Scala was created in 2001 by Martin Odersky. Odersky wrote the modern Java compiler — Java is an extremely widely used programming language in the enterprise, especially popular because of the way it enforces “type safety” and the correctness of a programmer’s program. While Java was designed to be state of the art in 1995 and to help programmers solve the problems they were facing at the time, when he began the work on Scala, Odersky wanted to take a few steps back and think about what kind of language could help programmers tackle the new types of challenges they were beginning to face: for example, high-level domain modeling, rapid development and concurrent programming. With these goals in mind, he built Scala on the JVM, which means that organizations could use existing software libraries written in Java. Now, Scala is being used to solve those problems, and has a quickly growing user base with some significant adopters who have needed its power, most visibly including companies like Twitter, FourSquare, LinkedIn, the Guardian, Novell, and companies in the UK and US financial services.
One of his core intentions when creating Scala was to make programmers happy — by making their work easier and more productive. It’s very concise and eliminates the boilerplate code that you see in languages like Java and C#. This means that programmers can focus on the logic of their problems — it’s like when you can think of the perfect phrase or metaphor that exactly captures the problem. Some languages feel very heavyweight and verbose, but they offer safety assurances and the high performance that you need. While Scala has all of the same safety assurances and performance characteristics, it feels like a lightweight and elegant “dynamic” language.
Here’s a simple example, comparing Scala to Java. Say we want to create a dictionary where we can use the English word for a number to find the actual number. For example, we could use the word “one” to look up the word 1. For numbers 1 to 3, this would look like the following in Java:
Map numberMap = new HashMap(); numberMap.put("one", 1);
numberMap.put("two", 2);
numberMap.put("three", 3);
In Scala, it looks like this:
var numberMap = Map("one" -> 1, "two" -> 2, "three" -> 3)

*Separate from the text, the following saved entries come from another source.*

PR #3347, opened 2014-11-28
Prevent CookieOverflow errors for large urls

danielfone:
This occurs if an unauthenticated user requests an excessively long url. This was a problem I encountered with large forms that were submitted via GET and user sessions timing out. Granted, it's an edge case, but the fix is quite simple.

Thoughts?

### DIFF
--- a/test/integration/authenticatable_test.rb
+++ b/test/integration/authenticatable_test.rb
@@ -306,7 +306,7 @@ class AuthenticationRedirectTest < ActionDispatch::IntegrationTest
   end
 
   test 'does not store return_to if it would cause a CookieOverflow error' do
-    get users_path, x: 'x' * ActionDispatch::Cookies::MAX_COOKIE_SIZE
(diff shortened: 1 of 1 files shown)


gaganawhad:
Thanks, @danielfone, for your work on this, and @josevalim for maintaining this project. I appreciate you guys' work!

@josevalim can @danielfone's solution be improved at all? It seems like a rails app implementing devise would 5xx with `ActionDispatch::Cookies::CookieOverflow` if anyone submits at any random path that's too long for the cookie store. (Let me know if I am missing anything!)

gaganawhad:
@danielfone Interesting! That makes sense. I am getting that on all endpoints, even the ones that don't require authentication. I'll investigate further. Maybe something with how we have configured devise. 

Thanks for your help 👍

marckohlbrugge:
The suggested monkeypatch by @danielfone doesn't seem to work anymore.

Does anyone have an updated version?

PR #3365, opened 2014-12-10
Add support for KeyGenerator iterations variable (resolves #3363)

### LINKED ISSUE #3363: Add support for setting KeyGenerator iterations
I've noticed during tests, that Devise is taking long time for generating new confirmation token for the first time (took around 20 seconds), then it was cached. Not sure why there is no way to define it except redefining whole Devise.token_generator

Scala is also very expressive, as it combines two different programming paradigms: object-oriented programming and functional programming. While I can’t fully explain the two paradigms here, let me just say that most programming these days is in the object-oriented paradigm, but functional programming is having a powerful resurgence. In functional programming, you “compose” your program with functions — the basic idea is that you are building something complex with simpler parts, and everything is the same kind of thing (technically, everything is an expression or function). But these parts need to be entirely self contained (they can’t have side effects).

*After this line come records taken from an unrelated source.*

PR #3405, opened 2015-01-07
Update find_message to accept scope

Dinuz:
This should still keep the devise lookup in the case that a customed scope is not passed as option, but if instead the custom scope is passed, then the find_message method will use it.

This is kind of useful, if i don't want overwrite the devise locale, and use different locale files, but keeping still the fallback of my devise locale.

### DIFF
--- a/app/controllers/devise_controller.rb
+++ b/app/controllers/devise_controller.rb
@@ -167,7 +167,7 @@ MESSAGE
 
   # Get message for given
   def find_message(kind, options = {})
-    options[:scope] = "devise.#{controller_name}" unless options[:scope]
+    options[:scope] ||= "devise.#{controller_name}"
     options[:default] = Array(options[:default]).unshift(kind.to_sym)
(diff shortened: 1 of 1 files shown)


app/controllers/devise_controller.rb
```diff
@@ -167,7 +167,7 @@ def devise_i18n_options(options)
 
   # Get message for given
   def find_message(kind, options = {})
-    options[:scope] = "devise.#{controller_name}"
+    options[:scope] = "devise.#{controller_name}" unless options[:scope]
```
josevalim: Maybe we should use `options[:scope] ||=` then? :)

Dinuz: @josevalim you are right that is more elegant:)

I am always kind of scare in using the monad style (there are different opinion of what really ||= means, but in this case there is no possibility of been wrong):

I am going to change the pull request and resubmit:)

josevalim:

PR #3407, opened 2015-01-07
Use Devise translations when inheriting from core controllers

### LINKED ISSUE #3367: Overriding a controller shouldn't mess with Devise translation rules
Devise's behavior for an attempt to load the sign-in path while already authenticated is to forward the request to the main (or configured) page. But when the session times out in our application we redirect to a static page explaining how to re-authenticate (this is done in a third-party application) rather than redirecting to the log-in page. So, if the user navigates to the log-in page he will be redirected to the main page since the user is authenticated but then it will redirect again to the timed-out page since the session timed out. In order to avoid this behavior that some users have complained we decided to always show the log-in page to the user when requested instead of redirecting it when authenticated by skipping one of the filters for SessionsController in a inherited controller from our own. This problem happened in a moment when there was a problem with the third-party authenticator and they asked us to allow users to use a shared account until they fixed the authenticator. I've written about this before in the mailing list:

https://groups.google.com/forum/#!topic/plataformatec-devise/w5SJcBGI_Ec

As you can see in the solution we used another controller inheriting from Devise::SessionsController.

Now I noted that some translations are missing in some flash messages set by this new inherited controller. Then I found how `find_message` works:

https://github.com/plataformatec/devise/blob/master/app/controllers/devise_controller.rb#L163

It uses the controller's name for building the translation scope. It would help already if that line was replaced by another method like "devise_scope" so that we could easily override it in the overridden controller but it would be even better if overriding a Devise's controller worked more seamless without having to worry about translations at all.

Maybe a guide on the Wiki explaining how to override Devise's controller would be helpful. Maybe the scope could be passed as a parameter to find_message so that overriding a Devise's controller wouldn't have such side effects.

What do you think?

rosenfeld:
closes #3367

I will now start working in the tests but you can already review the changes. I've tested it with my application manually already.

### DIFF
--- a/CHANGELOG.md
+++ b/CHANGELOG.md
@@ -10,6 +10,8 @@
   * `RegistrationsController#new` and `SessionsController#new` now yields the
     current resource (by @mtarnovan, @deivid-rodriguez)
   * Password length validation is now limited to 72 characters for newer apps (by @lleger)
+  * Controllers inheriting from any Devise core controller will now use appropriate translations.
+    The i18n scope can be overridden in `translation_scope`.
 
 ### 3.4.1 - 2014-10-29
 
--- a/app/controllers/devise/confirmations_controller.rb
+++ b/app/controllers/devise/confirmations_controller.rb
@@ -44,4 +44,8 @@ class Devise::ConfirmationsController < DeviseController
         new_session_path(resource_name)
       end
     end
+
+    def translation_scope
+      'devise.confirmations'
+    end
 end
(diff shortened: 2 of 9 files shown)


rosenfeld:
@josevalim I've found out this is handled by `mocha` and tried this approach in a new test file. Please let me know if there's a better way to test this.

lucasmazza:
@rosenfeld can you please rebase your branch? Looks like we got some conflicts from #3405 here.

rosenfeld:
@lucasmazza done

lucasmazza:

rosenfeld:
Thanks :-)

The name “Scala” itself is a combination of the words “scalable” and “language”, because Scala is a language that’s designed to be extensible — it’s a language that can grow and change as the needs of programmers change. And one reflection of this is the support for the Actor Model that the developers baked in to the language that simplifies the developer of parallel and distributed programs. Another advantage of this flexibility is that when other developers weren’t satisfied with the implementation of the “Actor Model” in Scala, they just wrote their own and other folks could use it as if it was baked into the language from the start. This started the “Akka” project, which has now joined together with the core Scala team in a company called Typesafe, to provide enterprise support and tooling for Scala and Akka.

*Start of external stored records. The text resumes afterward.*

PR #3410, opened 2015-01-09
Update Timestamps Syntax

Dinuz:
@josevalim this should be update in order to follow the rails directives:)

What do you think?


josevalim:
We still need to keep it explicit since we support multiple rails versions. :)

Dinuz:
I understand:)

This is just the tip of the iceberg in terms of Scala and why we chose it, but it’s worth mentioning that it is a very practical language. We can use a wide selection of GIS libraries available in Java. And Scala gives us enough control to optimize our code to run extremely fast. (See Erik’s technical blog about his R&D work on high performance Scala.)
If you’re a programmer and want to check out Scala, I highly recommend checking out the Scala website and the Typesafe website and the Typesafe blog. If you’re especially interested in concurrent programming with Scala and Akka, I recommend the Typesafe ‘getting started’ tutorial which will walk you through putting together a parallel implementation of an algorithm to compute the digits of Pi.